The next few years were given over to development work. Roads were laid out, croquet and tennis courts started, the ball field improved, white pines planted, and gifts of elk, deer, swans, wild geese and other birds and animals were received. The pheasantry was built, and Bowles Fountain was erected as a memorial to the late Samuel Bowles, by a gift of Mrs. Mary Dwight Bowles. Emphasis was placed on the lotus and lily ponds, and several service buildings were constructed. More donors of land were added to the growing list of those who saw the value of this beautiful piece of property.
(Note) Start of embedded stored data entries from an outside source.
PR #10099, opened 2025-06-27
fix: improve error message when using `wandb.Api` with an invalid API key.

jacobromero:
Description
-----------

- Fixes WB-21872, WB-15351, WB-5037

This PR prints out an authentication error when creating an API object but using an invalid API key.

#### Context 
When creating a `wandb.Api` object and interacting with the public API and an invalid API key has been provided, no error message will be emitted until you make a function call on the API object. When this happens the error message is misleading.
For example if I create a `wandb.Api()` object with and invalid API key and call `wandb.Api().runs("jacobromero/my-cool-project")`, I get the error `ValueError: Could not find project api-run-query`. When the project does exist and the issue is actually my API key.

Testing
-------
How was this PR tested?


wandb/apis/public/api.py
```diff
@@ -289,8 +290,22 @@ def __init__(
             self.settings["entity"] = _overrides["username"]
 
         self._api_key = api_key
-        if self.api_key is None and _thread_local_api_settings.cookies is None:
-            wandb.login(host=_overrides.get("base_url"))
+        suppress_login_prompt = self.settings.get("silent", False) or self.settings.get(
```
dmitryduev: why is codecov saying none of these additions are covered?

jacobromero: Im still working on the tests for this one, so a lot of them are failing. Which is probably why its complaining

wandb/apis/public/api.py
```diff
@@ -304,7 +305,20 @@ def __init__(
...
         self._api_key = api_key
         if self.api_key is None and _thread_local_api_settings.cookies is None:
-            wandb.login(host=_overrides.get("base_url"))
+            wandb_login._login(
+                host=self.settings["base_url"],
+                verify=True,
+                _silent=self.settings.get("silent", False)
+                or self.settings.get("quiet", False),
+            )
+        elif self.api_key and not _thread_local_api_settings.cookies:
```
timoffex: It's not obvious that the only difference between the two branches is whether api_key is set, and that neither runs if the thread-local cookies are unavailable. It's also not clear why the cookies are relevant here, but that was already in the code.

If `api_key` is `None`, isn't the second `_login()` exactly the same as the first? Why not just call `_login()` once and pass through the `api_key`?

wandb/apis/public/api.py
```diff
@@ -304,7 +305,20 @@ def __init__(
 
         self._api_key = api_key
         if self.api_key is None and _thread_local_api_settings.cookies is None:
-            wandb.login(host=_overrides.get("base_url"))
+            wandb_login._login(
+                host=self.settings["base_url"],
+                verify=True,
+                _silent=self.settings.get("silent", False)
+                or self.settings.get("quiet", False),
```
timoffex: The formatting makes it look like `_login()` takes 4 arguments.

wandb/sdk/wandb_login.py
```diff
@@ -259,7 +259,8 @@ def _verify_login(self, key: str) -> None:
 
         if not is_api_key_valid:
             raise AuthenticationError(
-                "API key verification failed. Make sure your API key is valid."
+                f"API key verification failed for host {self._settings.base_url}. "
+                "Make sure your API key is valid."
```
timoffex: nit: it's a lot less error-prone to put separating whitespace at the *start* of the continuation string rather than at the end of the previous string.

There's a bug in this string:

```python
"My verbose string of very long length "
"with a lot of unnecessary text to "
"prove a point about"
"continuations"
```

The vertical alignment of spaces makes it a lot easier to spot here:

```python
"My verbose string of very long length"
" with a lot of unnecessary text to"
" prove a point about"
"continuations"
```

Strings are usually not aligned vertically at the end, but are always aligned at the start.

tests/system_tests/backend_fixtures.py
```diff
@@ -171,7 +171,17 @@ def __exit__(self, exc_type, exc_val, exc_tb):
 
     def make_user(self, name: str | None = None, admin: bool = False) -> str:
         """Create a new user and return their username."""
-        name = name or f"user-{self.worker_id}-{random_string()}"
+        name = name or f"user{self.worker_id}{random_string()}"
```
timoffex: The dashes were important before to be able to separate out the worker ID from the random string.

tests/system_tests/backend_fixtures.py
```diff
@@ -171,7 +171,17 @@ def __exit__(self, exc_type, exc_val, exc_tb):
...
+
+        # many tests use the username as the API key.
+        # However, the API key must be 40 characters long.
+        # So we need to pad the username with random characters
+        # if it's less than 40 characters.
+        missing_chars = 40 - len(name)
+        if missing_chars > 0:
+            name = name + random_string(length=missing_chars)
+        else:
+            name = name[:40]
```
timoffex: Why not modify the `random_string` that's already part of the `name`?

tests/system_tests/test_api/test_public_api_run_summary.py
```diff
@@ -1,7 +1,19 @@
...
 
 
+@pytest.fixture(autouse=True)
+def patch_login():
+    with unittest.mock.patch.object(
+        wandb.sdk.wandb_login,
+        "_login",
+        return_value=True,
+    ):
+        yield
```
timoffex: This is repeated in a lot of tests. What's the difference between this and the `patch_verify_login` fixture in purpose?

jacobromero: Actually this can be removed, the issue was coming from how the API key was being generated for the test user. But that was fixed.

wandb/apis/public/api.py
jacobromero: changed this as suggested, so we always pass `api_key` and only check for thread-local cookies. (keep that because it was already present, I can follow up and see if we can remove it all together)

tests/system_tests/test_core/test_public_api.py
```diff
@@ -14,6 +14,15 @@
 from wandb.errors.errors import CommError
 from wandb.old.summary import Summary
 
+# @pytest.fixture(autouse=True)
```
timoffex: commented out code

tests/conftest.py
```diff
@@ -311,6 +311,14 @@ def patch_apikey(mocker: MockerFixture, dummy_api_key: str):
     yield
 
 
+@pytest.fixture
+def patch_verify_login(monkeypatch):
```
timoffex: Needs a docstring, and the name should be more descriptive. Would `skip_verify_login` be accurate?

tests/conftest.py
```diff
@@ -311,6 +311,14 @@ def patch_apikey(mocker: MockerFixture, dummy_api_key: str):
...
+    monkeypatch.setattr(
+        wandb.sdk.wandb_login._WandbLogin, "_verify_login", unittest.mock.MagicMock()
```
timoffex: nit: trailing comma and reformat

tests/conftest.py
```diff
@@ -368,7 +376,12 @@ def clean_up():
 
 @pytest.fixture
 def api() -> wandb.PublicApi:
-    return Api()
+    with unittest.mock.patch.object(
+        wandb.sdk.wandb_login,
+        "_login",
+        return_value=None,
```
timoffex: Isn't it supposed to return a `bool`?

tests/conftest.py
```diff
@@ -368,7 +376,12 @@ def clean_up():
 
 @pytest.fixture
 def api() -> wandb.PublicApi:
-    return Api()
+    with unittest.mock.patch.object(
```
timoffex, line 385: Could you explain why this fixture needs to be modified? The code used to call `login()` before (instead of `_login()` ) and didn't need `login()` to be patched.

tests/unit_tests/test_wandb_login.py
```diff
@@ -85,15 +85,25 @@ def test_login_timeout(mock_tty):
     platform.system() == "Windows",
     reason="mock_tty does not support windows input yet",
 )
-def test_login_timeout_choose(mock_tty):
+def test_login_timeout_choose(mock_tty, tmp_path: Path):
+    netrc_path = tmp_path / ".netrc"
+    netrc_path.touch()
+
+    os.environ["NETRC"] = str(netrc_path)
```
timoffex: Why weren't these needed before?

tests/conftest.py
jacobromero: Yeah, I made the change for the API to now call `_login` for 2 reasons. 
`_login` provides the `_silent` parameter so that users `silent/quiet` preferences will be respected when creating the API object (they wont see any information about logging into the server etc.)
The second reason is that `login` was also updating the global `host` setting under `~/.config/wandb/settings`. Which could cause confusion for users who might want to only instantiate an API instance against a different server only for the lifetime of that instance.

`login` didnt need to be patched before because we were not verifying the API key at all when creating an API instance. Now we will be, any many tests with the public API do not care if the API key is valid or not since they are not trying to test that functionality.

tests/conftest.py
jacobromero: no, it will raise an exception if the api key is not valid.

timoffex: I mean in `wandb_login.py` it's annotated to return a `bool`

tests/conftest.py
timoffex: That makes sense, thanks!

tests/conftest.py
jacobromero: yeah `skip_verify_login` is a better name

tests/conftest.py
jacobromero: oof you are right, I read this as `_verify_login`

tests/unit_tests/test_wandb_login.py
jacobromero: I think I was running into an issue with the tests running on circle ci where the netrc file was getting updated between tests. (but wasnt happening locally)

Looks like that might not be happening now though.

tests/unit_tests/test_public_api.py
```diff
@@ -217,3 +216,45 @@ def test_create_custom_chart(monkeypatch):
...
+
+        assert mock_login.call_count == 1
+        assert "key" in mock_login.call_args[1]
+        assert mock_login.call_args[1]["key"] == "X" * 40
+        assert api.api_key == "X" * 40
+
+
+def test_initialize_api_does_not_prompt_for_api_key__when_using_env_var():
+    with mock.patch.object(wandb_login, "_login", mock.MagicMock()) as mock_login:
+        with mock.patch.dict("os.environ", {"WANDB_API_KEY": "X" * 40}):
```
timoffex: nit: you can reduce nesting by using the `monkeypatch` fixture throughout instead of `mock`

timoffex (approved):

tests/unit_tests/test_public_api.py
jacobromero: good suggestion, changed to use monkeypatch.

The park commission had visioned a possible acquisition of land along the river to beautify the water frontage from Bridge to Howard streets, but finally acquired only the levee, a little tract of less than an acre at the foot of Elm Street. In 1898 the bears' and prairie dogs' cages were built at Forest Park and visitors were becoming familiar with the sight of a shepherd and his flock roaming over the hillsides, and with the herd of many breeds of blooded cattle. The wading pool, built the following year, was the first one ever provided in a public park in the United States. A greenhouse was the gift of Dwight O. Gilmore, and Tilly Haynes gave $10,000 to be used for the Court Square extension.